**Input**

PR #2315, opened 2023-09-04
🌱 lint: enable `gocritic` configuration and fix findings

MrDXY:

1. Enable `gocritic` configuration in the `.golangci.yml` file's `linters-settings` section to check for potential bugs, performance improvements, and style issues.
2. Fix findings related to it.

Part of #2058

### DIFF
--- a/pkg/services/govmomi/util.go
+++ b/pkg/services/govmomi/util.go
@@ -366,7 +366,7 @@ func waitForMacAddresses(ctx *virtualMachineContext) error {
 func getMacAddresses(ctx *virtualMachineContext) ([]string, map[string]int, map[int]string, error) {
 	var (
 		vm                   mo.VirtualMachine
-		macAddresses         []string
+		macAddresses         = make([]string, 0)
 		macToDeviceSpecIndex = map[string]int{}
 		deviceSpecIndexToMac = map[int]string{}
 	)
@@ -375,13 +375,15 @@ func getMacAddresses(ctx *virtualMachineContext) ([]string, map[string]int, map[
 	}
 	i := 0
 	for _, device := range vm.Config.Hardware.Device {
-		if nic, ok := device.(types.BaseVirtualEthernetCard); ok {
-			mac := nic.GetVirtualEthernetCard().MacAddress
-			macAddresses = append(macAddresses, mac)
-			macToDeviceSpecIndex[mac] = i
-			deviceSpecIndexToMac[i] = mac
-			i++
+		nic, ok := device.(types.BaseVirtualEthernetCard)
+		if !ok {
+			continue
 		}
+		mac := nic.GetVirtualEthernetCard().MacAddress
+		macAddresses = append(macAddresses, mac)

**Work item**
The answer must consist of every line above that contains the word "gocritic".

**Exercise output**
🌱 lint: enable `gocritic` configuration and fix findings
1. Enable `gocritic` configuration in the `.golangci.yml` file's `linters-settings` section to check for potential bugs, performance improvements, and style issues.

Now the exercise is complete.